The uniforms, Dad says, are the first responders. We have to have the gumption and the steady hand, the clear frame of mind. We are to the Detectives what the paramedics are to the doctors. Never discount our role, he says, just because we aren't plain clothes and carry a fancy title that in truth, doesn't give any higher rank than one without "Detective" in front. He always reminds us of that. Making or breaking a witness, or a victim, can come down to how a uniform responds to them at first contact. Uncle Phillip always reminds us as well, it's the uniforms who are responsible for securing a crime scene and preserving the integrity of the evidence it holds. Many a case, he tells us, was made and solved because the uniformed officers were prompt, cognizant, and diligent in their duties.

Dad, Aunt Sally, and Kieran have always said that Julian and I should appreciate our time in uniform, because after that, if we choose, comes a lot more responsibility, a lot more burden. A lot more sleepless nights and even a part of our souls. The Criminal Investigative Division of the Met demands no less.

Jule is a Sergeant already and I know he's gearing up to start studying for his Detective exams soon. He's going to be a cracker of a detective, our Jule.

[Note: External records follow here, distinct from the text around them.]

PR #161, opened 2019-10-15
Clean up macros guarding the use of TLSMinimumSupportedProtocol.

mwyman:
If the minimum deployment target is iOS 13+/watchOS 6+/tvOS 13+/macOS 10.15+ (which is required for Catalyst support, too), the @available() guard is not sufficient as the compiler no longer recognize the deprecated TLMinimumSupportedProtocol property.

Change the guard macro be two: a "requires" and a "supports" macro, and skip the @available() check if it's required.

### DIFF
--- a/Source/GTMSessionFetcher.m
+++ b/Source/GTMSessionFetcher.m
@@ -92,10 +92,21 @@ GTM_ASSUME_NONNULL_END
   #endif
 #endif
 
-#if ((TARGET_OS_IPHONE && defined(__IPHONE_13_0) && __IPHONE_OS_VERSION_MAX_ALLOWED >= __IPHONE_13_0) || \
-     (TARGET_OS_OSX && defined(MAC_OS_X_VERSION_10_15) && MAC_OS_X_VERSION_MAX_ALLOWED >= MAC_OS_X_VERSION_10_15))
+#if ((defined(TARGET_OS_MACCATALYST) && TARGET_OS_MACCATALYST) || \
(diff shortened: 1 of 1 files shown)


Source/GTMSessionFetcher.m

We've learned a lot from our small group of adult mentors, but I believe our most important lesson has come from Dad. He has taught us that while it's critical to be observant, like Uncle Sherlock, and remember we deal with real people, like Uncle John and Kieran, dogged, like Aunt Sally, and aware of our surroundings for the sake of the evidence, like Mum and Uncle Phillip, if we lose our own sense of humanity along the way, it will all be for naught.

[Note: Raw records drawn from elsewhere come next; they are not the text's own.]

PR #168, opened 2019-12-05
Fix flakey -testFetchToFile/testUnsuccessfulFetchToFile.

mwyman:
The download progress block was explicitly not being retained when dispatching to the callback queue, meaning the callback may or may not be called, depending on the dispatch behavior. This led to the test flaking, because it would not always update the total bytes written.


thomasvl:
_retained_ here is not from a ARC pov, but more a _cached_ pov, i.e. things complete and the progress block gets cleared by the fetcher, so when the block finally went to do the callback, the block was gone.  So fetching in before hand is what ensures we can still call it for that _final_ notification.

Also, since this _final_ progress will fire more often, there is a minor behavior change, but it will be well behaved in that it happens before completion.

"Greer," he said to me the day I graduated and earned my warrant card, "the moment you become so cynical that you lose your own humanity, you'd best be thinking about another job, because you're going to be a shit copper."

Mum didn't even frown at him by then. Dad knew what I was made of, and so did she, and like Dad, I tell it like it is.

"A shit copper, yeah?" I said. "Never, Daddy. I've too many heroes who have taught me well to ever be a shit copper."

"Oh, Greer," Mum just said. "Like father, like daughter. I suppose I wouldn't have you any other way."

The way Daddy smiled at her in response, I know he wouldn't either.